It’s like a real-time, location-based Craigslist with a bit of social networking thrown in and a much more attractive interface. Once signed up, Milk.ly users can list tasks for other users to carry out – anything from urgently picking up a SIM card so your phone works during LeWeb to assembling IKEA furniture or doing data entry. Milk.ly sets a suggested minimum price for tasks based on category and leaves it up to the marketplace from there.
Users carrying out tasks (“milkmen”) go through CV screening, interviews, background checks and training, and earn “levels” from activity and “ratings” from employer feedback. There’s no screening or rating for employers but milkmen can flag suspicious activity or make complaints if needed. Everyone is encouraged to fill out a profile and link to other social networks, so you at least know you’re dealing with real people.
Does Milk.ly herald a future of 21st century barter and micro-entrepreneurs?
Founders Sal Matteis, 32, ex-Yahoo, and Karim Amrani, 25, met on Twitter. “Karim was making the point that education and economy are broken systems: both failing at matching skills with real opportunities. I responded to the tweet saying we should do something about it,” Matteis says.
Milk.ly wants to encourage micro-entrepreneurship and create new jobs and do it more efficiently than anything else on the market in Europe.
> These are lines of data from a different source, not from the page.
PR #653, opened 2022-10-04
Decimal precision and scale enum

AugustoFKL:
Implementation of an enum to handle Decimal ([1](https://jakewheat.github.io/sql-overview/sql-2016-foundation-grammar.html#exact-numeric-type)) precision and scale, instead of options, for two reasons:
- An enum is easier to access and handle. Options need unwrap or errors even when you KNOW that an item should exist (e.g., `DATETIME (p,s)`, if `s` is some, necessarily `p` is some).
- Remove unwrap from our code. Even if they shouldn't happen, it's not nice to have unwraps as "certainty" handlers (that was happening when we printed stuff).

Since we already didn't accept `DECIMAL` data type only with scale, that doesn't change the behavior of anything.

[1] : https://jakewheat.github.io/sql-overview/sql-2016-foundation-grammar.html#exact-numeric-type

### DIFF
--- a/.gitignore
+++ b/.gitignore
@@ -13,3 +13,4 @@ Cargo.lock
 # IDEs
 .idea
 .vscode
+*.iml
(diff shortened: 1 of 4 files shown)


AugustoFKL:
@alamb I based this one on https://github.com/sqlparser-rs/sqlparser-rs/pull/648, so it duplicates its changes. Is there a better way to approach situations like that?

I use its structure, so I'm kinda stuck on that. Trying to work on things that don't conflict isn't easy hehe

For some users, Milk.ly might become regular work; struggling creatives or students may just use it for a quick income top-up every so often.
While it’s still early days, Milk.ly is off to a good start. The team won a spot in Seedcamp London 2012, timed it just right with a public beta release at LeWeb, partnered with TEDx Houses of Parliament in London – and are about to close their first investment round.
Not just a European TaskRabbit
Milk.ly is not the first of its kind and that’s probably the biggest threat to its success at this point. TaskRabbit (San Francisco, founded 2008) and Exec (also in San Francisco – “an Uber for TaskRabbit”, according to its founder) run similar models. TaskRabbit raised $17.8 million at the end of 2011 and spokeswoman Jamie Viggiano tells me the company plans to enter Europe in the next few months.
But Milk.ly, currently available in London, is the first in Europe and Matteis tells me a few thousand users are already on board – a pretty decent head start.
There are other differences – in pricing, for example. TaskRabbit offers two pricing options. One, TaskRabbit automatically matches tasks with the closest user willing to do the work at the lowest price (TaskRabbit’s Viggiano tells me this doesn’t drive down earnings, as TaskRabbits can’t see what others are bidding so don’t actively compete on price). Two, the task poster can review all bids (the same as Milk.ly) and select the bidder with the most appropriate experience and skills. Exec is different again, with a flat fee of $25 per task and is less of a community, more of a taxi-style professional service.
I’ve still got a few questions about the model. If you’re the kind of professional who regularly needs your drycleaning picked up or Diet Cokes fetched, wouldn’t it be better for everyone if you just hired an executive assistant?
For everyone else, though, the likes of Milk.ly could come in very handy and it’s a new option for finding work at a time when unemployment in Europe is high. Regular milkmen should be able to pull a pretty decent income – and hopefully have fun, meet interesting people and pick up a few useful business skills at the same time.